2. Whether the activity of the appellant falls under the category of Works Contract Service.
3. Whether the demand for service tax under the category of Construction of Residential Complex Services is valid.

Analysis:
Issue 1:
The appellant provided various construction services in the period 2006-07 to 2010-11, including construction of boundary walls, sewerage systems, roads, and laying pipelines in residential complexes. The Revenue contended that these services are taxable under Construction of Residential Complex Services. A Show Cause Notice was issued, leading to the impugned Order-in-Original upholding the service tax demand but granting abatement. The appellant challenged this demand in the present appeal.

Issue 2:
The appellant argued that the services provided were composite in nature, involving the supply of construction material, and should be classified as Works Contract Service. Citing the Supreme Court decision in Larsen and Tubro case, it was contended that composite services are liable for service tax only under Works Contract Service, effective from 1.06.2007. The appellant claimed that the demand for service tax before this date should be set aside. The Tribunal agreed, stating that composite services cannot be taxed under any other category before the introduction of Works Contract Service.

Issue 3:
The Show Cause Notice proposed a demand for service tax under Construction of Residential Complex Services, which the Tribunal found to be incorrect based on the Larsen and Tubro decision. Relying on precedents like the Ashish Ramesh Dasarwar case, the Tribunal concluded that demands raised under the wrong category cannot be sustained.
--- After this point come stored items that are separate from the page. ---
PR #464, opened 2020-07-31
Support for overriding config with env variables

SumanthPuram:
**Fixes** # (*issue*)

## Type of change
## Checklist:


SumanthPuram:
Some of our customers don't want to provide the API keys to our control plane. This will add support for them to specify a specific value in the control plane which looks like `env.AMPLITUDE_API_KEY`, then looks for `AMPLITUDE_API_KEY` in the data plane when running the server.

config/backend-config/workspace-config.go
```diff
@@ -44,6 +49,35 @@ func (workspaceConfig *WorkspaceConfig) GetRegulations() (RegulationsT, bool) {
...
+	flattenedConfig, err := flatten.Flatten(configMap, "", flatten.DotStyle)
+
+	for configKey, v := range flattenedConfig {
+		reflectType := reflect.TypeOf(v)
+		if reflectType != nil && reflectType.String() == "string" {
+			valString := v.(string)
+			shouldReplace := strings.HasPrefix(strings.TrimSpace(valString), configEnvReplacer)
+			if shouldReplace {
+				envVariable := valString[len(configEnvReplacer):]
+				response, err = sjson.SetBytes(response, configKey, config.GetEnv(envVariable, ""))
```
psrikanth88, line 70: maybe a log here if env is not found, can be helpful in debugging

config/backend-config/workspace-config.go
```diff
@@ -67,8 +101,9 @@ func (workspaceConfig *WorkspaceConfig) getFromAPI() (SourcesT, bool) {
 		return SourcesT{}, false
 	}
 
+	updatedResponseBody := replaceConfigWithEnvVariables(respBody)
 	var sourcesJSON SourcesT
-	err = json.Unmarshal(respBody, &sourcesJSON)
+	err = json.Unmarshal(updatedResponseBody, &sourcesJSON)
```
psrikanth88, line 106: why not replace after unmarshal

config/backend-config/workspace-config.go
lokey: Maybe even panic here and ask them to either unset the `env.` value in webapp or add it in env here? Otherwise it is easy to miss.

config/backend-config/workspace-config.go
lokey, line 106: Can we rename the function from getFromApi or move this logic to some other function?

PR #477, opened 2020-08-06
Timestamp fix

dhawal1248:
**Fixes** # (*issue*)

## Type of change
## Checklist:

### DIFF
--- a/processor/processor.go
+++ b/processor/processor.go
@@ -565,7 +565,9 @@ func enhanceWithTimeFields(event *transformer.TransformerEventT, singularEventMa
 	event.Message["receivedAt"] = receivedAt.Format(misc.RFC3339Milli)
 	event.Message["originalTimestamp"] = originalTimestamp.Format(misc.RFC3339Milli)
 	event.Message["sentAt"] = sentAt.Format(misc.RFC3339Milli)
-	event.Message["timestamp"] = misc.GetChronologicalTimeStamp(receivedAt, sentAt, originalTimestamp).Format(misc.RFC3339Milli)
+	if _, ok := event.Message["timestamp"]; !ok {
+		event.Message["timestamp"] = misc.GetChronologicalTimeStamp(receivedAt, sentAt, originalTimestamp).Format(misc.RFC3339Milli)
+	}
 }
 
 // add metadata to each singularEvent which will be returned by transformer in response
--- a/processor/processor.go
+++ b/processor/processor.go
@@ -10,7 +10,6 @@ import (
 	"sync"
 	"time"
 
-	"github.com/araddon/dateparse"
 	"github.com/rudderlabs/rudder-server/config"
 	backendconfig "github.com/rudderlabs/rudder-server/config/backend-config"
 	"github.com/rudderlabs/rudder-server/gateway"
@@ -541,19 +540,8 @@ func getBackendEnabledDestinationTypes(writeKey string) map[string]backendconfig
 
 func getTimestampFromEvent(event types.SingularEventT, field string) (timestamp time.Time) {
 	var ok bool
-	if timestamp, ok = getParsedTimestamp(event[field]); !ok {
+	if timestamp, ok = misc.GetParsedTimestamp(event[field]); !ok {
 		timestamp = time.Now()
-	}
-	return
-}
-
-func getParsedTimestamp(input interface{}) (parsedTimestamp time.Time, valid bool) {
-	if timestampStr, typecasted := input.(string); typecasted {
-		var err error
-		parsedTimestamp, err = dateparse.ParseAny(timestampStr)
-		if err == nil {
-			valid = true
-		}
 	}
 	return
 }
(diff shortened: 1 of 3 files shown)


processor/processor.go
```diff
@@ -565,7 +565,9 @@ func enhanceWithTimeFields(event *transformer.TransformerEventT, singularEventMa
 	event.Message["receivedAt"] = receivedAt.Format(misc.RFC3339Milli)
 	event.Message["originalTimestamp"] = originalTimestamp.Format(misc.RFC3339Milli)
 	event.Message["sentAt"] = sentAt.Format(misc.RFC3339Milli)
-	event.Message["timestamp"] = misc.GetChronologicalTimeStamp(receivedAt, sentAt, originalTimestamp).Format(misc.RFC3339Milli)
+	if _, ok := event.Message["timestamp"]; !ok {
```
SumanthPuram, line 568: We should format this as well to misc.RFC3339Milli

services/source-debugger/eventUploader.go
```diff
@@ -148,7 +148,9 @@ func uploadEvents(eventBuffer []*GatewayEventBatchT) {
 			sentAt := getTimestampFromEvent(ev, "sentAt")
 
 			ev["originalTimestamp"] = originalTimestamp.Format(time.RFC3339)
-			ev["timestamp"] = misc.GetChronologicalTimeStamp(receivedAtTS, sentAt, originalTimestamp).Format(time.RFC3339)
+			if _, ok := ev["timestamp"]; !ok {
```
SumanthPuram, line 151: Source debugger shows the events received at the gateway. The `timestamp` is computed later in the processor.
I don't think we should even send our computed timestamp here. 

In fact, we should not add any new fields here in eventUploader. Just send the event as it is received.
We can remove lines from 143 to 153. Let's just append ev to array.

Check with @prabrisha-rudder once, since she made the changes last time. I might have missed something.

processor/processor.go
psrikanth88, line 568: Should we check the data type / format of the string sent by user in timestamp field. Can you verify the segment behavior once like what happens if user sends int, bool, invalid timestamp format, different timestamp formats etc.
(also check if it's not empty string, whitespaces etc.)

processor/processor.go
```diff
@@ -556,16 +553,37 @@ func getTimestampFromEvent(event types.SingularEventT, field string) time.Time {
...
+
+	if evTimestamp, ok := event.Message["timestamp"]; ok {
+		var err bool
+		timestamp, err = getParsedTimestamp(evTimestamp)
+		if err {
+			timestamp = misc.GetChronologicalTimeStamp(receivedAt, sentAt, originalTimestamp)
+		}
+	} else {
+		timestamp = misc.GetChronologicalTimeStamp(receivedAt, sentAt, originalTimestamp)
+	}
```
psrikanth88, line 580:
```
var timestamp time.Time
var ok bool
if timestamp, ok = getParsedTimestamp(event.Message["timestamp"]); !ok {
	timestamp = misc.GetChronologicalTimeStamp(receivedAt, sentAt, originalTimestamp)
}
```

psrikanth88: and

```
func getParsedTimestamp(input interface{}) (parsedTimestamp time.Time, valid bool) {
	if  timestampStr, typecasted := input.(string); typecasted {
		var err error
		parsedTimestamp, err = dateparse.ParseAny(timestampStr)
		if err == nil {
			valid = true
		}
	}
	return
}
```

processor/processor.go
```diff
@@ -541,13 +541,10 @@ func getBackendEnabledDestinationTypes(writeKey string) map[string]backendconfig
...
-	if _, ok := event[field]; ok {
-		timestampStr, typecasted := event[field].(string)
-		if typecasted {
-			timestamp, err = dateparse.ParseAny(timestampStr)
-		}
-		if !typecasted || err != nil {
+	var err bool
+	if evTimestamp, ok := event[field]; ok {
+		timestamp, err = getParsedTimestamp(evTimestamp)
+		if err {
```
psrikanth88, line 547: and similar here as below

processor/processor.go
```diff
@@ -539,33 +539,44 @@ func getBackendEnabledDestinationTypes(writeKey string) map[string]backendconfig
...
+
+func getParsedTimestamp(input interface{}) (parsedTimestamp time.Time, valid bool) {
+	if timestampStr, typecasted := input.(string); typecasted {
+		var err error
+		parsedTimestamp, err = dateparse.ParseAny(timestampStr)
+		if err == nil {
+			valid = true
+		}
+	}
+	return
```
SumanthPuram, line 558: Let's be explicit about returning values.
`return parsedTimestamp`

processor/processor.go
```diff
@@ -539,33 +539,44 @@ func getBackendEnabledDestinationTypes(writeKey string) map[string]backendconfig
...
+func getTimestampFromEvent(event types.SingularEventT, field string) (timestamp time.Time) {
+	var ok bool
+	if timestamp, ok = getParsedTimestamp(event[field]); !ok {
 		timestamp = time.Now()
 	}
-	return timestamp
+	return
+}
+
+func getParsedTimestamp(input interface{}) (parsedTimestamp time.Time, valid bool) {
```
SumanthPuram, line 550: Let's move this function to `misc.go`?

processor/processor.go
dhawal1248: done

processor/processor.go
dhawal1248: moved

PR #499, opened 2020-08-19
Table dumps to cloud object storage logic optimisation and data race fixes.

chandumlg:
**Fixes** # (*issue*)

## Type of change
## Checklist:


jobsdb/jobsdb.go
```diff
@@ -2058,22 +2058,15 @@ func (jd *HandleT) backupTable(backupDSRange dataSetRangeT, isJobStatusTable boo
...
-			}
-			contentSlice[idx] = rowBytes
+		if len(rawJSONRows) < 2 {
+			break
 		}
-		// append new line character at end, before next backupRowsBatch is appended to same file
-		content := append(bytes.Join(contentSlice[:], []byte("\n")), []byte("\n")...)
-		gzWriter.Write(content)
+
+		rawJSONRows = bytes.Replace(rawJSONRows, []byte(", \n "), []byte("\n"), -1) //replacing ", \n " with "\n"
```
snarkychef, line 2065: This feels little risky to me, as we might end up with malformed json. Let's add an assert for number of rows equals number of replacements? I have checked current schemas, and as we are using jsonb types for json, any newlines in the data must be stripped off already. But in case ", \n" happens in some data, it might cause issue.

jobsdb/jobsdb.go
```diff
@@ -2058,22 +2058,15 @@ func (jd *HandleT) backupTable(backupDSRange dataSetRangeT, isJobStatusTable boo
...
+		rawJSONRows = rawJSONRows[1 : len(rawJSONRows)-1]                           //stripping starting '[' and ending ']'
```
snarkychef, line 2066: Let's add an assert to ensure the first and last characters are `[` and `]`?

jobsdb/jobsdb.go
```diff
@@ -2058,22 +2058,15 @@ func (jd *HandleT) backupTable(backupDSRange dataSetRangeT, isJobStatusTable boo
...
-			panic(err)
-		}
-		contentSlice := make([][]byte, len(rows))
-		for idx, row := range rows {
-			rowBytes, err := json.Marshal(row)
-			if err != nil {
-				panic(err)
-			}
-			contentSlice[idx] = rowBytes
+		if len(rawJSONRows) < 2 {
```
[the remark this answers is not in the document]
chandumlg: This is just a safe check so that subslice condition below doesn't panic.
Ideally this should never happen. We have a good number of checks to make sure that the number of rows returned are non zero.

row.Scan for the query `select json_agg (select *...) ....` throws some other error (not ErrNoRows)

jobsdb/jobsdb.go
chandumlg: json_agg returns a JSON Array. https://www.postgresql.org/docs/9.5/functions-aggregate.html.

If we want an assert, we can add.

jobsdb/jobsdb.go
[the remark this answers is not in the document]
chandumlg: removed this check.

jobsdb/jobsdb.go
chandumlg: added assert.

jobsdb/jobsdb.go
chandumlg: assert added.

snarkychef (approved):

SumanthPuram (approved):

PR #520, opened 2020-08-28
added google pub/sub as destination

ruchiramoitra:
**Fixes** # (*issue*)

## Type of change
## Checklist:


services/streammanager/googlepubsub/googlepubsubmanager.go
```diff
@@ -0,0 +1,164 @@
...
+		if topicIdString == "" {
+			respStatus = "Failure"
+			responseMessage = "[GooglePubSub] error :: empty delivery stream"
+			return 400, respStatus, responseMessage
+		}
+		topic := pbs.Topic(topicIdString)
+		result := topic.Publish(ctx, &pubsub.Message{Data: []byte(value)})
+
+		serverID, err := result.Get(ctx)
+		if err != nil {
```
prabrishac, line 103: write the logic in a separate function

services/streammanager/googlepubsub/googlepubsubmanager.go
```diff
@@ -0,0 +1,164 @@
...
+				statusCode = 500
+				break
+			case codes.Unavailable:
+				statusCode = 503
+				break
+			case codes.Unauthenticated:
+				statusCode = 401
+				break
+			default:
+				statusCode = 400
```
prabrishac, line 142: make the default one 500

services/streammanager/googlepubsub/googlepubsubmanager.go
```diff
@@ -0,0 +1,164 @@
...
+			logger.Error(responseMessage)
+			statusCode := 400
+			return statusCode, respStatus, responseMessage
+		}
+		if topicIdString == "" {
+			respStatus = "Failure"
+			responseMessage = "[GooglePubSub] error :: empty topic id string"
+			return 400, respStatus, responseMessage
+		}
+		topic := pbs.Topic(topicIdString)
```
snarkychef, line 99: // If a Topic's Publish method is called, it has background goroutines
// associated with it. Clean them up by calling Topic.Stop.
//
// Avoid creating many Topic instances if you use them to publish.
func (c *Client) Topic(id string) *Topic {

Referring to the method's documentation, there are following issues:
1. We are not calling topic.Stop(), which will leave behind goroutines. Verify this by looking at dataplane health endpoint, which contains goroutine count. 
2. I think we should reuse topic objects instead of creating them again and again. And stop topics whenever producer is closed.

services/streammanager/googlepubsub/googlepubsubmanager.go
```diff
@@ -0,0 +1,164 @@
...
+		result := topic.Publish(ctx, &pubsub.Message{Data: []byte(value)})
```
snarkychef, line 100: // Publish publishes msg to the topic asynchronously. Messages are batched and
// sent according to the topic's PublishSettings. Publish never blocks.
//
// Publish returns a non-nil PublishResult which will be ready when the
// message has been sent (or has failed to be sent) to the server.
//
// Publish creates goroutines for batching and sending messages. These goroutines
// need to be stopped by calling t.Stop(). Once stopped, future calls to Publish
// will immediately return a PublishResult with an error.
func (t *Topic) Publish(ctx context.Context, msg *Message) *PublishResult {

Referring to the method's documentation, `Messages are batched and sent according to the topic's PublishSettings.` message will be sent to server once 10ms delayThreshold is reached according to the DefaultPublishSettings. This will limit our throughput. I think we should get rid of the delay threshold to immediately send our event, as we are not batching. 

Right after creating topic, we should set `topic.PublishSettings.DelayThreshold = 0`

snarkychef (changes requested):

services/streammanager/googlepubsub/googlepubsubmanager.go
ruchiramoitra: done

services/streammanager/googlepubsub/googlepubsubmanager.go
ruchiramoitra: done

services/streammanager/googlepubsub/googlepubsubmanager.go
```diff
@@ -0,0 +1,164 @@
...
+	"google.golang.org/grpc/status"
+)
+
+type Config struct {
+	Credentials string `json:"credentials"`
+	ProjectId   string `json:"projectId"`
+}
+
+// NewProducer creates a producer based on destination config
+func NewProducer(destinationConfig interface{}) (pubsub.Client, error) {
```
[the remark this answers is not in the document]
ruchiramoitra: changed

services/streammanager/googlepubsub/googlepubsubmanager.go
```diff
@@ -0,0 +1,164 @@
...
+	err = json.Unmarshal(jsonConfig, &config)
+	if err != nil {
+		return pubsub.Client{}, fmt.Errorf("[GooglePubSub] error  :: error in GooglePubSub while unmarshelling destination config:: %w", err)
+	}
+	var client *pubsub.Client
+	if config.Credentials != "" && config.ProjectId != "" {
+		client, err = pubsub.NewClient(ctx, config.ProjectId, option.WithCredentialsJSON([]byte(config.Credentials)))
+	}
+	if err != nil {
+		return pubsub.Client{}, err
```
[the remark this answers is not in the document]
ruchiramoitra: noted

services/streammanager/googlepubsub/googlepubsubmanager.go
```diff
@@ -0,0 +1,164 @@
...
+	}
+	return *client, nil
+}
+func Produce(jsonData json.RawMessage, producer interface{}, destConfig interface{}) (statusCode int, respStatus string, responseMessage string) {
+	parsedJSON := gjson.ParseBytes(jsonData)
+	pbs, ok := producer.(pubsub.Client)
```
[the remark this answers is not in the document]
ruchiramoitra: now changing the logic we are sending nil when error occurs in new producer. In this scenario check will not pass?

services/streammanager/googlepubsub/googlepubsubmanager.go
```diff
@@ -0,0 +1,164 @@
...
+		result := topic.Publish(ctx, &pubsub.Message{Data: []byte(value)})
+
+		serverID, err := result.Get(ctx)
+		if err != nil {
+			statusCode = getError(err)
+			responseMessage = "[GooglePubSub] error :: Failed to publish:" + err.Error()
+			respStatus = "Failure"
+			return statusCode, respStatus, responseMessage
+		} else {
+			responseMessage = "Message publish with id %v" + serverID
```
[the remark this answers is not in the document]
ruchiramoitra: changed

services/streammanager/googlepubsub/googlepubsubmanager.go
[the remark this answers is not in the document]
snarkychef: Yeah

services/streammanager/googlepubsub/googlepubsubmanager.go
```diff
@@ -0,0 +1,164 @@
...
+	var config Config
+	jsonConfig, err := json.Marshal(destConfig)
+	if err != nil {
+		respStatus = "Failure"
+		responseMessage = "[GooglePubSub] error :: " + err.Error()
+		logger.Errorf("[GooglePubSub] error  :: %w", err)
+		statusCode := 400
+		return statusCode, respStatus, responseMessage
+	}
+	err = json.Unmarshal(jsonConfig, &config)
```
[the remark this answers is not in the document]
ruchiramoitra: yes it is not being used in producer. Redundant so removed

services/streammanager/googlepubsub/googlepubsubmanager.go
ruchiramoitra: added this.

services/streammanager/googlepubsub/googlepubsubmanager.go
ruchiramoitra: done

services/streammanager/googlepubsub/googlepubsubmanager.go
```diff
@@ -0,0 +1,198 @@
...
+
+type Config struct {
+	Credentials     string              `json:"credentials"`
+	ProjectId       string              `json:"projectId"`
+	EventToTopicMap []map[string]string `json:"eventToTopicMap"`
+}
+
+type pubsubClient struct {
+	Pbs          *pubsub.Client
+	EventToTopic []map[string]interface{}
```
snarkychef, line 25: Looking at the code, I think this should be 
```
Topics map[string]*pubsub.Topic     # map from topic name to topic object
``` 
instead of 
```
EventToTopic []map[string]interface{}
```
Because as far as I can tell, we are accessing topic object using topic name.

services/streammanager/googlepubsub/googlepubsubmanager.go
```diff
@@ -0,0 +1,198 @@
...
+				break
+			}
+		}
+		if topic == nil {
+			statusCode = 400
+			responseMessage = "[GooglePubSub] error :: Topic not found in project"
+			respStatus = "Failure"
+			return statusCode, respStatus, responseMessage
+		}
+		topic.PublishSettings.DelayThreshold = 0
```
snarkychef, line 115: Setting this once should be enough, while topic creation.

snarkychef: Are we doing load tests? Did we observe any difference because of this change?

snarkychef (changes requested):

services/streammanager/googlepubsub/googlepubsubmanager.go
ruchiramoitra: changed

services/streammanager/googlepubsub/googlepubsubmanager.go
ruchiramoitra: done.
Will do load test.

services/streammanager/googlepubsub/googlepubsubmanager.go
```diff
@@ -99,9 +94,8 @@ func Produce(jsonData json.RawMessage, producer interface{}, destConfig interfac
 			return 400, respStatus, responseMessage
 		}
 		var topic *pubsub.Topic
-		for _, s := range pbs.TopicMap {
-			splitString := strings.Split(s.String(), "/")
-			if splitString[3] == topicIdString {
+		for i, s := range pbs.TopicMap {
```
snarkychef, line 97: You can access the topic as 
```
topic := pbs.TopicMap[topicIdString]
```
and get rid of this for loop.

snarkychef: Also, make sure unnecessary things are not logged. like the logger.Info(s.String()) below.

snarkychef (changes requested):

services/streammanager/googlepubsub/googlepubsubmanager.go
ruchiramoitra: done. and removed.

snarkychef (approved):

arnab-p (approved):

PR #589, opened 2020-10-08
Query warehouse through rudder-cli

psrikanth88:
**Fixes** # (*issue*)

## Type of change
## Checklist:

### DIFF
--- a/warehouse/client/client.go
+++ b/warehouse/client/client.go
@@ -1,0 +1,107 @@
+package client
+
+import (
+	"context"
+	"database/sql"
+	"fmt"
+
+	"cloud.google.com/go/bigquery"
+	warehouseutils "github.com/rudderlabs/rudder-server/warehouse/utils"
+	"google.golang.org/api/iterator"
+)
+
+const (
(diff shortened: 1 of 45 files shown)


SumanthPuram (commented):
Iterating over rows and columns is the same in all the warehouse files (except BQ).

Instead of that, can we move the logic one level up (instead of redshift/bigquery etc). We will do in something like warehouse/querier.go? We can create custom functions in the interface for special BQ handling.

warehouse/client/client.go
```diff
@@ -0,0 +1,107 @@
...
+type Client struct {
+	SQL  *sql.DB
+	BQ   *bigquery.Client
+	Type string
+}
+
+func (cl *Client) sqlQuery(statement string) (result warehouseutils.QueryResult, err error) {
+	rows, err := cl.SQL.Query(statement)
+	if err != nil && err != sql.ErrNoRows {
+		return
```
SumanthPuram, line 27: `return result, err` consistently at all places.

SumanthPuram (approved):

PR #602, opened 2020-10-16
Batching at router [WIP]

chandumlg:
**Fixes** # (*issue*)

## Type of change
## Checklist:

### DIFF
--- a/config/config.toml
+++ b/config/config.toml
@@ -154,10 +154,12 @@ kafkaDialTimeoutInSec = 10
 retryTimeWindowInMins = 180
 minRetryBackoffInS = 10
 maxRetryBackoffInS = 300
+workerRequestBatchTimeoutInS = 5
     [Router.BRAZE]
     forceHTTP1=true
     httpTimeoutInS=120
     httpMaxIdleConnsPerHost=32
+    workerVersion=1
     # settings similar to below one can be used to throttle router
     # sending events to downstream destinations
     # [Router.throttler.AM]
--- a/config/config.toml
+++ b/config/config.toml
@@ -159,7 +159,7 @@ workerRequestBatchTimeoutInS = 5
     forceHTTP1=true
     httpTimeoutInS=120
     httpMaxIdleConnsPerHost=32
-    workerVersion=1
+    workerVersion=solo
     # settings similar to below one can be used to throttle router
     # sending events to downstream destinations
     # [Router.throttler.AM]
--- a/router/router.go
+++ b/router/router.go
@@ -1,14 +1,11 @@
 package router
 
 import (
-	"encoding/json"
 	"fmt"
 	"math"
 	"math/rand"
 	"sort"
-	"strconv"
 	"sync"
-	"sync/atomic"
 	"time"
 
 	"github.com/cenkalti/backoff/v4"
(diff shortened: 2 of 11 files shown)


config/config.toml
```diff
@@ -154,10 +154,12 @@ kafkaDialTimeoutInSec = 10
 retryTimeWindowInMins = 180
 minRetryBackoffInS = 10
 maxRetryBackoffInS = 300
+workerRequestBatchTimeoutInS = 5
```
snarkychef, line 157: We need one more configuration for MaxBatchSize. And a boolean flag for enabling batching.

Also, I think we can remove the worker prefix.

router/router.go
```diff
@@ -1,40 +1,47 @@
...
-	"github.com/rudderlabs/rudder-server/processor/integrations"
 	"github.com/rudderlabs/rudder-server/rruntime"
 	"github.com/rudderlabs/rudder-server/services/customdestinationmanager"
-	destinationdebugger "github.com/rudderlabs/rudder-server/services/destination-debugger"
 	"github.com/rudderlabs/rudder-server/services/stats"
 	"github.com/rudderlabs/rudder-server/utils/logger"
 	"github.com/rudderlabs/rudder-server/utils/misc"
 )
 
+type WorkerFactory interface {
```
snarkychef, line 24: This interface looks more like worker manager to me than a factory.

router/router.go
```diff
@@ -1,40 +1,47 @@
...
+	CreateWorkers(rt *HandleT)
+	GetWorker(idx int) WorkerInterface
+	ResetSleep()
+}
+
+type WorkerInterface interface {
+	PostJobOnWorker(job *jobsdb.JobT)
+	WorkerProcess(rt *HandleT)
+	GetFailedJobIDMutex() *sync.RWMutex
```
snarkychef, line 33: I was under the impression that failed job handling will only happen in final worker in pipeline and we shouldn't need this in batch worker.

router/router.go
```diff
@@ -118,6 +115,7 @@ func loadConfig() {
 	retryTimeWindow = config.GetDuration("Router.retryTimeWindowInMins", time.Duration(180)) * time.Minute
 	minRetryBackoff = config.GetDuration("Router.minRetryBackoffInS", time.Duration(10)) * time.Second
 	maxRetryBackoff = config.GetDuration("Router.maxRetryBackoffInS", time.Duration(300)) * time.Second
+	workerRequestBatchTimeout = config.GetDuration("Router.workerRequestBatchTimeoutInS", 5) * time.Second
```
snarkychef, line 118: Let's start supporting multiple units of duration going forward? We can have fixed suffix list like 
"20s" for 20 seconds
"20ms" for 20 milli seconds etc.

Because we faced difficulty recently when we wanted tune a timeout configuration to milli seconds but it only supported seconds.

router/router.go
```diff
@@ -1,40 +1,47 @@
...
 	"github.com/rudderlabs/rudder-server/rruntime"
 	"github.com/rudderlabs/rudder-server/services/customdestinationmanager"
-	destinationdebugger "github.com/rudderlabs/rudder-server/services/destination-debugger"
 	"github.com/rudderlabs/rudder-server/services/stats"
 	"github.com/rudderlabs/rudder-server/utils/logger"
 	"github.com/rudderlabs/rudder-server/utils/misc"
 )
 
+type WorkerFactory interface {
+	CreateWorkers(rt *HandleT)
```
snarkychef, line 25: I would probably call this LaunchWorkers rather than CreateWorkers

router/router.go
```diff
@@ -1,40 +1,47 @@
...
+	GetWorker(idx int) WorkerInterface
+	ResetSleep()
+}
+
+type WorkerInterface interface {
+	PostJobOnWorker(job *jobsdb.JobT)
+	WorkerProcess(rt *HandleT)
```
snarkychef, line 32: Passing rt object here adds complexity I think. We don't why/how it is accessing it. I think it's better to pass actual parameters that's required for that workers. Maybe you can pass some kind of Options/Config object based on the worker in addition to any fixed parameters.

router/router.go
snarkychef: Shouldn't this also take worker count? Because you are accessing workers using idx in next function. You need to know how many workers are present right?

Therefore, the Tribunal set aside the impugned order and allowed the appeal, emphasizing that the liability for service tax, if any, should be under the category of Works Contract Service in accordance with the Supreme Court ruling.

In conclusion, the Tribunal ruled in favor of the appellant, setting aside the demand for service tax made in the impugned order and allowing the appeal based on the correct classification of the services provided by the appellant as Works Contract Service in line with the Supreme Court decision.